# [THE RECORDS]
Start of Block
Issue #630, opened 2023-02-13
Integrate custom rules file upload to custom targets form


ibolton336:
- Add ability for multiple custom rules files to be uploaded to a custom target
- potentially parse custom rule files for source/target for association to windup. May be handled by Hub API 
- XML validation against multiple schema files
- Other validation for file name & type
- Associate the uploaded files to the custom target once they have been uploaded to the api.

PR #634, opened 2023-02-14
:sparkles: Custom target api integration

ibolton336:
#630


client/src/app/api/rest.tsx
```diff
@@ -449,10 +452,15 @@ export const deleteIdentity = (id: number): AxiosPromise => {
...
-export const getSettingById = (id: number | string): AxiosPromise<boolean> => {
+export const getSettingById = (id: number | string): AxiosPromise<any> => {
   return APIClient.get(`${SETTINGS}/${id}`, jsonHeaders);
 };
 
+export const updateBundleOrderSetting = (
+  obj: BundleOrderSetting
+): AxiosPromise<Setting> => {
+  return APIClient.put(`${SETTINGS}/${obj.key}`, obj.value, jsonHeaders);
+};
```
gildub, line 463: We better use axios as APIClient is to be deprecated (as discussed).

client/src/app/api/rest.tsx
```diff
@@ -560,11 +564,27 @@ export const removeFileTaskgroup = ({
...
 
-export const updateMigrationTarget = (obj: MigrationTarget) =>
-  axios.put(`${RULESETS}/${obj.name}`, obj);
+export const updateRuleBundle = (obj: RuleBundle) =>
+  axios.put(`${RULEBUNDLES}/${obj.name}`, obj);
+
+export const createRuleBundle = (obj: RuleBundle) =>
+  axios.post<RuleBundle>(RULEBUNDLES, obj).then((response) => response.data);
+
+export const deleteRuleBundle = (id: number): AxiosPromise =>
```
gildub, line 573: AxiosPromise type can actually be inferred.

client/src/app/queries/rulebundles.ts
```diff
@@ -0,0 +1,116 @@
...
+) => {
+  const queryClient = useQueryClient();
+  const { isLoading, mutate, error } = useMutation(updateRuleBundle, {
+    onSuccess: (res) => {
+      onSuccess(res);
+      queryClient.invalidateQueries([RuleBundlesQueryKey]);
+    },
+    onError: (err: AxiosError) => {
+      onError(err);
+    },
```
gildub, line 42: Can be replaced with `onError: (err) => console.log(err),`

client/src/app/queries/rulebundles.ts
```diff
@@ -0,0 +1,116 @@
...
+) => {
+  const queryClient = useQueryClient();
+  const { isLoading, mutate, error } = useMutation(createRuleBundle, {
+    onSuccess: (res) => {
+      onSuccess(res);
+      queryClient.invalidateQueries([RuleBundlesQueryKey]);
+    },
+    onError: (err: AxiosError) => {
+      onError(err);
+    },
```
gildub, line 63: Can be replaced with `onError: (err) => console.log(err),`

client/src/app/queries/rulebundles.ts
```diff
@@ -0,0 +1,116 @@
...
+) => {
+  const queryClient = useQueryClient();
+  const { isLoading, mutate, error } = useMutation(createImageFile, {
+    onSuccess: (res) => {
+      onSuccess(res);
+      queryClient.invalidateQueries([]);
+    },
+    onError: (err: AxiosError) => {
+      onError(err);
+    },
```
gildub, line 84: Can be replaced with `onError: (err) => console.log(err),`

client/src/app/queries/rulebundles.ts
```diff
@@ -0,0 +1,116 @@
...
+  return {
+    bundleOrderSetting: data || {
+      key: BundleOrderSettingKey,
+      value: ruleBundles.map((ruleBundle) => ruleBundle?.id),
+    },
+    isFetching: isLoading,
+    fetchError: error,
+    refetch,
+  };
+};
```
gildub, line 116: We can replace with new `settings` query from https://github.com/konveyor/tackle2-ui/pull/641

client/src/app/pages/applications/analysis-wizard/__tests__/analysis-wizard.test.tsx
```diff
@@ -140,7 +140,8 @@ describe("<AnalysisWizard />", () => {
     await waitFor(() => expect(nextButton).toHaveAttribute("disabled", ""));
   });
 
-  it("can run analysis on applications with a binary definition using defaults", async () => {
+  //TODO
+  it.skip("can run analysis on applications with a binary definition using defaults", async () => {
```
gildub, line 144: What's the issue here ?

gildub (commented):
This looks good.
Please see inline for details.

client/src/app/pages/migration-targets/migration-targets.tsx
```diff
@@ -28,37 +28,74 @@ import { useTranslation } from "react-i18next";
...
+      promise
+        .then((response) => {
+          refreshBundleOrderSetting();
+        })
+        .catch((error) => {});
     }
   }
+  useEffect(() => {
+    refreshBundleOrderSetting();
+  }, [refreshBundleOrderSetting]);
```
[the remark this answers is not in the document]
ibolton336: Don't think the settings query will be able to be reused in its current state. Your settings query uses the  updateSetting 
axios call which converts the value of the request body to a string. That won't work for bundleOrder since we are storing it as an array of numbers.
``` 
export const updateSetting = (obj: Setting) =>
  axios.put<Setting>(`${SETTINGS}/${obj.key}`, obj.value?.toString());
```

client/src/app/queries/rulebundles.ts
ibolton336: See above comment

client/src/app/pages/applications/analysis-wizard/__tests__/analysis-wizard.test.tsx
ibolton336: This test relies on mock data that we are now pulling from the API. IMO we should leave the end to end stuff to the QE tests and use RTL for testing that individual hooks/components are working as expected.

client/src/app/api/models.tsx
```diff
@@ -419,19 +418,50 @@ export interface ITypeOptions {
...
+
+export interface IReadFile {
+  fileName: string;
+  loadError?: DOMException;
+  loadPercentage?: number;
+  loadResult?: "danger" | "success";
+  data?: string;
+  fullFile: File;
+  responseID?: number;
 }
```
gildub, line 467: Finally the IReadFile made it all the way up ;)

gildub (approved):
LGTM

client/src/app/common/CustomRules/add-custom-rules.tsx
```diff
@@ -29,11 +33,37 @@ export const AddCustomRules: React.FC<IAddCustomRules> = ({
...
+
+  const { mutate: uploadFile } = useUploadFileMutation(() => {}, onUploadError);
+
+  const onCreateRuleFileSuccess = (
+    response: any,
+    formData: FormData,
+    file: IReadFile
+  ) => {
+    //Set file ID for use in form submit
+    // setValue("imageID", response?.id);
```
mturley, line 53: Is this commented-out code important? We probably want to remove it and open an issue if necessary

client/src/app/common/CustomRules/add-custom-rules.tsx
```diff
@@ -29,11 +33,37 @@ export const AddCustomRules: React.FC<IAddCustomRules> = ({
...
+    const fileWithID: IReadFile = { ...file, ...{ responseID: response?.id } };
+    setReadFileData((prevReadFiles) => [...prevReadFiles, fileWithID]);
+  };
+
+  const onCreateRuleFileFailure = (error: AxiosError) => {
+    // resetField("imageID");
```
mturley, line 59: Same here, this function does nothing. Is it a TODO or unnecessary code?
End of Block
# [TASK PROMPT]
All the lines above need to be retyped exactly, with nothing left out.

# [YOUR RESPONSE]
Issue #630, opened 2023-02-13
Integrate custom rules file upload to custom targets form


ibolton336:
- Add ability for multiple custom rules files to be uploaded to a custom target
- potentially parse custom rule files for source/target for association to windup. May be handled by Hub API 
- XML validation against multiple schema files
- Other validation for file name & type
- Associate the uploaded files to the custom target once they have been uploaded to the api.

PR #634, opened 2023-02-14
:sparkles: Custom target api integration

ibolton336:
#630


client/src/app/api/rest.tsx
```diff
@@ -449,10 +452,15 @@ export const deleteIdentity = (id: number): AxiosPromise => {
...
-export const getSettingById = (id: number | string): AxiosPromise<boolean> => {
+export const getSettingById = (id: number | string): AxiosPromise<any> => {
   return APIClient.get(`${SETTINGS}/${id}`, jsonHeaders);
 };
 
+export const updateBundleOrderSetting = (
+  obj: BundleOrderSetting
+): AxiosPromise<Setting> => {
+  return APIClient.put(`${SETTINGS}/${obj.key}`, obj.value, jsonHeaders);
+};
```
gildub, line 463: We better use axios as APIClient is to be deprecated (as discussed).

client/src/app/api/rest.tsx
```diff
@@ -560,11 +564,27 @@ export const removeFileTaskgroup = ({
...
 
-export const updateMigrationTarget = (obj: MigrationTarget) =>
-  axios.put(`${RULESETS}/${obj.name}`, obj);
+export const updateRuleBundle = (obj: RuleBundle) =>
+  axios.put(`${RULEBUNDLES}/${obj.name}`, obj);
+
+export const createRuleBundle = (obj: RuleBundle) =>
+  axios.post<RuleBundle>(RULEBUNDLES, obj).then((response) => response.data);
+
+export const deleteRuleBundle = (id: number): AxiosPromise =>
```
gildub, line 573: AxiosPromise type can actually be inferred.

client/src/app/queries/rulebundles.ts
```diff
@@ -0,0 +1,116 @@
...
+) => {
+  const queryClient = useQueryClient();
+  const { isLoading, mutate, error } = useMutation(updateRuleBundle, {
+    onSuccess: (res) => {
+      onSuccess(res);
+      queryClient.invalidateQueries([RuleBundlesQueryKey]);
+    },
+    onError: (err: AxiosError) => {
+      onError(err);
+    },
```
gildub, line 42: Can be replaced with `onError: (err) => console.log(err),`

client/src/app/queries/rulebundles.ts
```diff
@@ -0,0 +1,116 @@
...
+) => {
+  const queryClient = useQueryClient();
+  const { isLoading, mutate, error } = useMutation(createRuleBundle, {
+    onSuccess: (res) => {
+      onSuccess(res);
+      queryClient.invalidateQueries([RuleBundlesQueryKey]);
+    },
+    onError: (err: AxiosError) => {
+      onError(err);
+    },
```
gildub, line 63: Can be replaced with `onError: (err) => console.log(err),`

client/src/app/queries/rulebundles.ts
```diff
@@ -0,0 +1,116 @@
...
+) => {
+  const queryClient = useQueryClient();
+  const { isLoading, mutate, error } = useMutation(createImageFile, {
+    onSuccess: (res) => {
+      onSuccess(res);
+      queryClient.invalidateQueries([]);
+    },
+    onError: (err: AxiosError) => {
+      onError(err);
+    },
```
gildub, line 84: Can be replaced with `onError: (err) => console.log(err),`

client/src/app/queries/rulebundles.ts
```diff
@@ -0,0 +1,116 @@
...
+  return {
+    bundleOrderSetting: data || {
+      key: BundleOrderSettingKey,
+      value: ruleBundles.map((ruleBundle) => ruleBundle?.id),
+    },
+    isFetching: isLoading,
+    fetchError: error,
+    refetch,
+  };
+};
```
gildub, line 116: We can replace with new `settings` query from https://github.com/konveyor/tackle2-ui/pull/641

client/src/app/pages/applications/analysis-wizard/__tests__/analysis-wizard.test.tsx
```diff
@@ -140,7 +140,8 @@ describe("<AnalysisWizard />", () => {
     await waitFor(() => expect(nextButton).toHaveAttribute("disabled", ""));
   });
 
-  it("can run analysis on applications with a binary definition using defaults", async () => {
+  //TODO
+  it.skip("can run analysis on applications with a binary definition using defaults", async () => {
```
gildub, line 144: What's the issue here ?

gildub (commented):
This looks good.
Please see inline for details.

client/src/app/pages/migration-targets/migration-targets.tsx
```diff
@@ -28,37 +28,74 @@ import { useTranslation } from "react-i18next";
...
+      promise
+        .then((response) => {
+          refreshBundleOrderSetting();
+        })
+        .catch((error) => {});
     }
   }
+  useEffect(() => {
+    refreshBundleOrderSetting();
+  }, [refreshBundleOrderSetting]);
```
[the remark this answers is not in the document]
ibolton336: Don't think the settings query will be able to be reused in its current state. Your settings query uses the  updateSetting 
axios call which converts the value of the request body to a string. That won't work for bundleOrder since we are storing it as an array of numbers.
``` 
export const updateSetting = (obj: Setting) =>
  axios.put<Setting>(`${SETTINGS}/${obj.key}`, obj.value?.toString());
```

client/src/app/queries/rulebundles.ts
ibolton336: See above comment

client/src/app/pages/applications/analysis-wizard/__tests__/analysis-wizard.test.tsx
ibolton336: This test relies on mock data that we are now pulling from the API. IMO we should leave the end to end stuff to the QE tests and use RTL for testing that individual hooks/components are working as expected.

client/src/app/api/models.tsx
```diff
@@ -419,19 +418,50 @@ export interface ITypeOptions {
...
+
+export interface IReadFile {
+  fileName: string;
+  loadError?: DOMException;
+  loadPercentage?: number;
+  loadResult?: "danger" | "success";
+  data?: string;
+  fullFile: File;
+  responseID?: number;
 }
```
gildub, line 467: Finally the IReadFile made it all the way up ;)

gildub (approved):
LGTM

client/src/app/common/CustomRules/add-custom-rules.tsx
```diff
@@ -29,11 +33,37 @@ export const AddCustomRules: React.FC<IAddCustomRules> = ({
...
+
+  const { mutate: uploadFile } = useUploadFileMutation(() => {}, onUploadError);
+
+  const onCreateRuleFileSuccess = (
+    response: any,
+    formData: FormData,
+    file: IReadFile
+  ) => {
+    //Set file ID for use in form submit
+    // setValue("imageID", response?.id);
```
mturley, line 53: Is this commented-out code important? We probably want to remove it and open an issue if necessary

client/src/app/common/CustomRules/add-custom-rules.tsx
```diff
@@ -29,11 +33,37 @@ export const AddCustomRules: React.FC<IAddCustomRules> = ({
...
+    const fileWithID: IReadFile = { ...file, ...{ responseID: response?.id } };
+    setReadFileData((prevReadFiles) => [...prevReadFiles, fileWithID]);
+  };
+
+  const onCreateRuleFileFailure = (error: AxiosError) => {
+    // resetField("imageID");
```
mturley, line 59: Same here, this function does nothing. Is it a TODO or unnecessary code?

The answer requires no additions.